Task prompt. The full set of records must be set down verbatim.
┌─ Available records
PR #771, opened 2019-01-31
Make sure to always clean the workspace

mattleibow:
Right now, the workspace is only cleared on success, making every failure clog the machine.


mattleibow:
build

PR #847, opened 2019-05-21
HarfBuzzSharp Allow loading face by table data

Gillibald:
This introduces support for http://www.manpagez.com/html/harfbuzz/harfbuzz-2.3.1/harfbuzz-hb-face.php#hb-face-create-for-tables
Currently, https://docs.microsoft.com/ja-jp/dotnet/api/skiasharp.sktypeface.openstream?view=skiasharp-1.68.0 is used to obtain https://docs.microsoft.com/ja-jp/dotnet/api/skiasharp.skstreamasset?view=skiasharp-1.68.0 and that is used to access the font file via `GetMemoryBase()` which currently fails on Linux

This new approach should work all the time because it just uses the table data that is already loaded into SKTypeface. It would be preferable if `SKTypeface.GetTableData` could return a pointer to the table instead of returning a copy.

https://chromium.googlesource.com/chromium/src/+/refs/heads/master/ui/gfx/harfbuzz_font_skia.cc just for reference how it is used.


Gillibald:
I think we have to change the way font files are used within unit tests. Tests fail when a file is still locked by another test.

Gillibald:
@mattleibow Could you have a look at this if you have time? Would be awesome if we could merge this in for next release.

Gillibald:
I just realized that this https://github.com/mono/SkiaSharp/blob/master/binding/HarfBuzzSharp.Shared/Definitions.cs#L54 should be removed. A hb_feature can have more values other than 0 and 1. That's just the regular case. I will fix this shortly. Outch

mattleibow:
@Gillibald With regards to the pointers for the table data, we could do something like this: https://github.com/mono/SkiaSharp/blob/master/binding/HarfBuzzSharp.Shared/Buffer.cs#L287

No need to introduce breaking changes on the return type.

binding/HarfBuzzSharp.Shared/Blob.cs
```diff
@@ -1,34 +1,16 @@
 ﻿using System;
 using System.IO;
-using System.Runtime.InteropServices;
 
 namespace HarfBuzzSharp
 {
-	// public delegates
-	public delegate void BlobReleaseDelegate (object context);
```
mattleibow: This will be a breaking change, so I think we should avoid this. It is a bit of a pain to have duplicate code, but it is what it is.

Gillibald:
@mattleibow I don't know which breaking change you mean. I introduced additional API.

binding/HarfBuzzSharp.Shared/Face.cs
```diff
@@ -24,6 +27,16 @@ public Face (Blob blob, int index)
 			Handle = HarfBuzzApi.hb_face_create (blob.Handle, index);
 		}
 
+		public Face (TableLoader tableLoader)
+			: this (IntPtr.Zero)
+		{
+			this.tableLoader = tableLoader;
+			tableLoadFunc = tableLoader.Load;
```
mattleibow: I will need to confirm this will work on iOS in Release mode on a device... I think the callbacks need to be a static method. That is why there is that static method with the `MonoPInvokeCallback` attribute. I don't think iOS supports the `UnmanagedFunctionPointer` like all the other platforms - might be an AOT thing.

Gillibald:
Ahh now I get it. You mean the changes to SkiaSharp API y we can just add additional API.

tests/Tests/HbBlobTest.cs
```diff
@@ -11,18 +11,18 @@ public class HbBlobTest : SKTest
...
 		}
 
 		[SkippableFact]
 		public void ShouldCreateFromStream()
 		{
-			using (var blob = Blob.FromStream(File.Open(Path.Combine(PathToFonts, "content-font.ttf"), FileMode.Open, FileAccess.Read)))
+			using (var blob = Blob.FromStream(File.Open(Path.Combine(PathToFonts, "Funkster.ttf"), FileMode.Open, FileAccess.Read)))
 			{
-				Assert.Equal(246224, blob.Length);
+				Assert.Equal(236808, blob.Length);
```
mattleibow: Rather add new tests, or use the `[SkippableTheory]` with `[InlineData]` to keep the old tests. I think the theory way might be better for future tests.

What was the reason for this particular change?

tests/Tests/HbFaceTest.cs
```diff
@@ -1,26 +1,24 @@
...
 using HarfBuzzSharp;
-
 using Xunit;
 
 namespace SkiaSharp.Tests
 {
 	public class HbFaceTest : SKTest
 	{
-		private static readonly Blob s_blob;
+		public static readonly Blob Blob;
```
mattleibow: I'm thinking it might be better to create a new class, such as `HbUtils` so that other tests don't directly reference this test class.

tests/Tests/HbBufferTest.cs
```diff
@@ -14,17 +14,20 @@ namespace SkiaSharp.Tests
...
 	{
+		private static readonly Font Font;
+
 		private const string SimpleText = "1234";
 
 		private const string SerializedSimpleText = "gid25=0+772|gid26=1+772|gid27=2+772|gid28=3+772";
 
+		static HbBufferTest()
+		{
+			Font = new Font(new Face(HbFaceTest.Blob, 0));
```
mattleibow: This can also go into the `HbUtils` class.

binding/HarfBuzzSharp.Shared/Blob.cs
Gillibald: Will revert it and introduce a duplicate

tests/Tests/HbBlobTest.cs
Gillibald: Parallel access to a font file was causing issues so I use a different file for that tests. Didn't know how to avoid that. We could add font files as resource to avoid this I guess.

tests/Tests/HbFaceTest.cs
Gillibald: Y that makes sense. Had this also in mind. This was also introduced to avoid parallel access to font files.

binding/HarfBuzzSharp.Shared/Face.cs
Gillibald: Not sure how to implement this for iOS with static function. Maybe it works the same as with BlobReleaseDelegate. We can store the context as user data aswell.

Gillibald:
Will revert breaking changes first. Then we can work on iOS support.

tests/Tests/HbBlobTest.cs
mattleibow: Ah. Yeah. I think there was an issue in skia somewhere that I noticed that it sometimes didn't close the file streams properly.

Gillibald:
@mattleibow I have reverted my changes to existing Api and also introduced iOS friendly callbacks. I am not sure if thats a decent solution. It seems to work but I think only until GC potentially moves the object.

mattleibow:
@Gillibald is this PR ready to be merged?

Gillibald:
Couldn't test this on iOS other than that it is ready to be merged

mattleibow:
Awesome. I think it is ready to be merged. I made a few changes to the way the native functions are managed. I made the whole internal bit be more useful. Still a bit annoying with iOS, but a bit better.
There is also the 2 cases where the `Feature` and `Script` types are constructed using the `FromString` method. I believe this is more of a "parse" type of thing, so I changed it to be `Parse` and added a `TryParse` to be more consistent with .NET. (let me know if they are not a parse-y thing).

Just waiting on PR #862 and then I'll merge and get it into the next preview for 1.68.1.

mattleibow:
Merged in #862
└─
Result for this exercise.
PR #771, opened 2019-01-31
Make sure to always clean the workspace

mattleibow:
Right now, the workspace is only cleared on success, making every failure clog the machine.


mattleibow:
build

PR #847, opened 2019-05-21
HarfBuzzSharp Allow loading face by table data

Gillibald:
This introduces support for http://www.manpagez.com/html/harfbuzz/harfbuzz-2.3.1/harfbuzz-hb-face.php#hb-face-create-for-tables
Currently, https://docs.microsoft.com/ja-jp/dotnet/api/skiasharp.sktypeface.openstream?view=skiasharp-1.68.0 is used to obtain https://docs.microsoft.com/ja-jp/dotnet/api/skiasharp.skstreamasset?view=skiasharp-1.68.0 and that is used to access the font file via `GetMemoryBase()` which currently fails on Linux

This new approach should work all the time because it just uses the table data that is already loaded into SKTypeface. It would be preferable if `SKTypeface.GetTableData` could return a pointer to the table instead of returning a copy.

https://chromium.googlesource.com/chromium/src/+/refs/heads/master/ui/gfx/harfbuzz_font_skia.cc just for reference how it is used.


Gillibald:
I think we have to change the way font files are used within unit tests. Tests fail when a file is still locked by another test.

Gillibald:
@mattleibow Could you have a look at this if you have time? Would be awesome if we could merge this in for next release.

Gillibald:
I just realized that this https://github.com/mono/SkiaSharp/blob/master/binding/HarfBuzzSharp.Shared/Definitions.cs#L54 should be removed. A hb_feature can have more values other than 0 and 1. That's just the regular case. I will fix this shortly. Outch

mattleibow:
@Gillibald With regards to the pointers for the table data, we could do something like this: https://github.com/mono/SkiaSharp/blob/master/binding/HarfBuzzSharp.Shared/Buffer.cs#L287

No need to introduce breaking changes on the return type.

binding/HarfBuzzSharp.Shared/Blob.cs
```diff
@@ -1,34 +1,16 @@
 ﻿using System;
 using System.IO;
-using System.Runtime.InteropServices;
 
 namespace HarfBuzzSharp
 {
-	// public delegates
-	public delegate void BlobReleaseDelegate (object context);
```
mattleibow: This will be a breaking change, so I think we should avoid this. It is a bit of a pain to have duplicate code, but it is what it is.

Gillibald:
@mattleibow I don't know which breaking change you mean. I introduced additional API.

binding/HarfBuzzSharp.Shared/Face.cs
```diff
@@ -24,6 +27,16 @@ public Face (Blob blob, int index)
 			Handle = HarfBuzzApi.hb_face_create (blob.Handle, index);
 		}
 
+		public Face (TableLoader tableLoader)
+			: this (IntPtr.Zero)
+		{
+			this.tableLoader = tableLoader;
+			tableLoadFunc = tableLoader.Load;
```
mattleibow: I will need to confirm this will work on iOS in Release mode on a device... I think the callbacks need to be a static method. That is why there is that static method with the `MonoPInvokeCallback` attribute. I don't think iOS supports the `UnmanagedFunctionPointer` like all the other platforms - might be an AOT thing.

Gillibald:
Ahh now I get it. You mean the changes to SkiaSharp API y we can just add additional API.

tests/Tests/HbBlobTest.cs
```diff
@@ -11,18 +11,18 @@ public class HbBlobTest : SKTest
...
 		}
 
 		[SkippableFact]
 		public void ShouldCreateFromStream()
 		{
-			using (var blob = Blob.FromStream(File.Open(Path.Combine(PathToFonts, "content-font.ttf"), FileMode.Open, FileAccess.Read)))
+			using (var blob = Blob.FromStream(File.Open(Path.Combine(PathToFonts, "Funkster.ttf"), FileMode.Open, FileAccess.Read)))
 			{
-				Assert.Equal(246224, blob.Length);
+				Assert.Equal(236808, blob.Length);
```
mattleibow: Rather add new tests, or use the `[SkippableTheory]` with `[InlineData]` to keep the old tests. I think the theory way might be better for future tests.

What was the reason for this particular change?

tests/Tests/HbFaceTest.cs
```diff
@@ -1,26 +1,24 @@
...
 using HarfBuzzSharp;
-
 using Xunit;
 
 namespace SkiaSharp.Tests
 {
 	public class HbFaceTest : SKTest
 	{
-		private static readonly Blob s_blob;
+		public static readonly Blob Blob;
```
mattleibow: I'm thinking it might be better to create a new class, such as `HbUtils` so that other tests don't directly reference this test class.

tests/Tests/HbBufferTest.cs
```diff
@@ -14,17 +14,20 @@ namespace SkiaSharp.Tests
...
 	{
+		private static readonly Font Font;
+
 		private const string SimpleText = "1234";
 
 		private const string SerializedSimpleText = "gid25=0+772|gid26=1+772|gid27=2+772|gid28=3+772";
 
+		static HbBufferTest()
+		{
+			Font = new Font(new Face(HbFaceTest.Blob, 0));
```
mattleibow: This can also go into the `HbUtils` class.

binding/HarfBuzzSharp.Shared/Blob.cs
Gillibald: Will revert it and introduce a duplicate

tests/Tests/HbBlobTest.cs
Gillibald: Parallel access to a font file was causing issues so I use a different file for that tests. Didn't know how to avoid that. We could add font files as resource to avoid this I guess.

tests/Tests/HbFaceTest.cs
Gillibald: Y that makes sense. Had this also in mind. This was also introduced to avoid parallel access to font files.

binding/HarfBuzzSharp.Shared/Face.cs
Gillibald: Not sure how to implement this for iOS with static function. Maybe it works the same as with BlobReleaseDelegate. We can store the context as user data aswell.

Gillibald:
Will revert breaking changes first. Then we can work on iOS support.

tests/Tests/HbBlobTest.cs
mattleibow: Ah. Yeah. I think there was an issue in skia somewhere that I noticed that it sometimes didn't close the file streams properly.

Gillibald:
@mattleibow I have reverted my changes to existing Api and also introduced iOS friendly callbacks. I am not sure if thats a decent solution. It seems to work but I think only until GC potentially moves the object.

mattleibow:
@Gillibald is this PR ready to be merged?

Gillibald:
Couldn't test this on iOS other than that it is ready to be merged

mattleibow:
Awesome. I think it is ready to be merged. I made a few changes to the way the native functions are managed. I made the whole internal bit be more useful. Still a bit annoying with iOS, but a bit better.
There is also the 2 cases where the `Feature` and `Script` types are constructed using the `FromString` method. I believe this is more of a "parse" type of thing, so I changed it to be `Parse` and added a `TryParse` to be more consistent with .NET. (let me know if they are not a parse-y thing).

Just waiting on PR #862 and then I'll merge and get it into the next preview for 1.68.1.

mattleibow:
Merged in #862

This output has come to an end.